Vorarlberg / 05.06.2014 • 19:44 Uhr / 2 Minuten Lesezeit

Die Grünen präsentieren ihre Mobilitätstrategie von morgen.

bregenz. (VN-hrj) Mobilität muss menschengerecht und ökologisch, sozial verträglich und leistbar sein sowie allen offenstehen. Das ist laut Klubchef Johannes Rauch die Vision der Grünen. „Wo immer es geht, benutzen die Vorarlberger den öffentlichen Verkehr, das Fahrrad oder sind zu Fuß unterwegs. Auf das Auto wird nur dann zurückgegriffen, wenn es nicht anders geht“, visionierte er weiter, als er gestern in Bregenz vor dem Festspielhaus das Programm der Grünen vorstellte, mit dessen Hilfe die Mobilität in die Zukunft geführt werden könnte.

Ein wichtiger Schritt sei bereits die Einführung des von den Grünen vorgeschlagenen 365-Euro-Tickets gewesen. „Insgesamt fehlt aber im Land eine durchgängige Mobilitätspolitik, die konsequent auf zukunftsfähige Mobilität setzt“, sagte Rauch. Ein neuer Schub sei dringend erforderlich.

Umfassendes Mobilitätsticket

Die grüne Mobilitätsstrategie enthält die Weiterentwicklung des 365-Euro-Tickets zu einem umfassenden Mobilitätsticket. „Zum Beispiel mit Zugang zu Carsharing oder Fahrradverleih“, fordert der grüne Landtagswahlkandidat Adi Gross und spricht sich zudem für einen verstärkten Ausbau der Fahrradwege aus. „Um den Fahrradanteil zu erhöhen, ist ein Schub im Ausbau der Radverkehr-Strukturen notwendig“, sagte er. Die drei Millionen Euro, die dafür jährlich zur Verfügung stehen, seien jedoch zu wenig.

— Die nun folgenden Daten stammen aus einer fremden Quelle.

Issue #1217, opened 2019-07-23
Enhance combinators for working with sum types (Option, Either, etc.)


jdegoes:
A few operators can allow digging into terms of sum types, pushing error states onto the error channel; and a couple more can allow "popping" error states off the error channel.

```scala
trait ZIO[R, E, A] {
  def left[B, C](implicit ev: A <:< Either[B, C]): ZIO[R, Option[E], B] = ???
  def right[B, C](implicit ev: A <:< Either[B, C]): ZIO[R, Option[E], C] = ???
  def some[B](implicit ev: A <:< Option[B]): ZIO[R, Option[E], B] = ???
  def none[B](implicit ev: A <:< Option[B]): ZIO[R, Option[E], Unit] = ???
  def head[B](implicit ev: A <:< List[B]): ZIO[R, Option[E], B] = ???
  
  def fuseError[E1, E2 <: E1](default: E2)(implicit ev: E <: Option[E1]): ZIO[R, E1, B] = ???

  def peelError[E1, A1 >: A](default: A1)(implicit ev: E <: Option[E1]): ZIO[R, E1, A1] = ???
}
```

/cc @jczuchnowski who was thinking about these issues.

adamgfraser:
I'm happy to take this if no one else is.

jdegoes:
@adamgfraser 🙏

adamgfraser:
I’m on it.

jczuchnowski:
So just not to double the work, I'll post a PR with what I was working on.

jczuchnowski:
So here it is.
@adamgfraser I suggest I finish the work on Option (I have `some` and `peelError`) and you could take Either. What do you think?
@jdegoes we talked about different names before. I believe I have a kind of `peelError` but with a different signature, right?

adamgfraser:
@jczuchnowski That sounds great. I'll take `left`, `right`, and `head` and leave `some`, `none`, `fuseError`, and `peelError` to you. I just did implementations of `none` and `fuseError` so I will add them as a comment to your PR in case it is helpful to you.

jczuchnowski:
@adamgfraser yes, it'll be helpful, thanks!

jdegoes:
@jczuchnowski Yes, I am not really sure on good names here.

ghostdogpr:
Closing this, both PRs are merged.

PR #1221, opened 2019-07-23
#1217 - operators for option type

jczuchnowski:
Part of work for https://github.com/zio/zio/issues/1217 . In short - improve working with options:
```scala
    val value1: Task[Option[Int]] = Task(Some(1))
    val value2: Task[Option[Int]] = Task(Some(2))

    val result: IO[Option[Throwable], Int] = for {
      val1 <- value1.some
      val2 <- value2.some
    } yield val1 + val2
        
    val resultOption: Task[Option[Int]] = result.peelError
```


adamgfraser:
In case it is helpful, here is the work I did on implementing `none` and `fuseError`.

```
  def none[B](implicit ev: A <:< Option[B]): ZIO[R, Option[E], Unit] =
    self.foldM(
      e => ZIO.fail(Some(e)),
      a => ev(a).fold[ZIO[R, Option[E], Unit]](ZIO.succeed(()))(_ => ZIO.fail(None))
    )
```

```
  def fuseError[E1, E2 <: E1](default: E2)(implicit ev: E <:< Option[E1]): ZIO[R, E1, A] =
    self.mapError(e => ev(e).getOrElse(default))
```

core/shared/src/main/scala/zio/ZIO.scala
```diff
@@ -395,6 +395,12 @@ sealed trait ZIO[-R, +E, +A] extends Serializable { self =>
   final def get[E1 >: E, B](implicit ev1: E1 =:= Nothing, ev2: A <:< Option[B]): ZIO[R, Unit, B] =
     ZIO.absolve(self.mapError(ev1).map(ev2(_).toRight(())))
 
+  final def some[B](implicit ev: A <:< Option[B]): ZIO[R, Option[E], B] = 
+    self.foldM(e => ZIO.fail(Some(e)), a => a.fold[ZIO[R, Option[E], B]](ZIO.fail(Option.empty[E]))(ZIO.succeed(_).mapError(_ => Option.empty[E])))
+
+  final def peelError[E1](implicit ev: E <:< Option[E1]): ZIO[R, E1, Option[A]] =
```
jdegoes: Think we should call this `optional`. Better name than `peelError`, anyway. Otherwise looks good!

jczuchnowski:
@jdegoes @adamgfraser what are the actual use cases for `none` and `fuseError`. I'm trying to come up with a meaningful test cases.

adamgfraser:
@jczuchnowski `none` is basically asserting that the optional value in a `ZIO` is empty and failing if it is not. So you should have:

```scala
IO.succeed(None).none === IO(())
IO.succeed(Some(1)).none === IO.fail(Option.empty)
IO.fail("Fail").none === IO.fail(Some("Fail"))
```

Fuse error is taking a `ZIO` that could fail with 'Some(error)' or 'None' and adding a default error value to fail with to replace the `None` case. So you should have:

```scala
IO.fail(Some("Fail")).fuseError("Default") === IO.fail("Fail")
IO.fail(None).fuseError("Default") === IO.fail("Default")
```

core/shared/src/main/scala/zio/ZIO.scala
```diff
@@ -400,6 +400,9 @@ sealed trait ZIO[-R, +E, +A] extends Serializable { self =>
   final def forkOn(ec: ExecutionContext): ZIO[R, E, Fiber[E, A]] =
     self.on(ec).fork
 
+  final def fuseError[E1, E2 <: E1](default: E2)(implicit ev: E <:< Option[E1]): ZIO[R, E1, A] =
```
jdegoes: How about we call this `flattenErrorOption`?

jczuchnowski: Definitely more descriptive.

Zur Mobilitätsstrategie gehört auch die Elektromobilitätsstrategie, erklärte Gross. Um zu erreichen, dass 10.000 Elektroautos bis 2020 auf Vorarlbergs Straßen fahren, müsse eine konkrete Strategie entwickelt und umgesetzt werden. Dazu brauche es vor allem eine Verbesserung der Strukturen.

Insgesamt fehlt im Land eine durchgängige Mobilitätspolitik.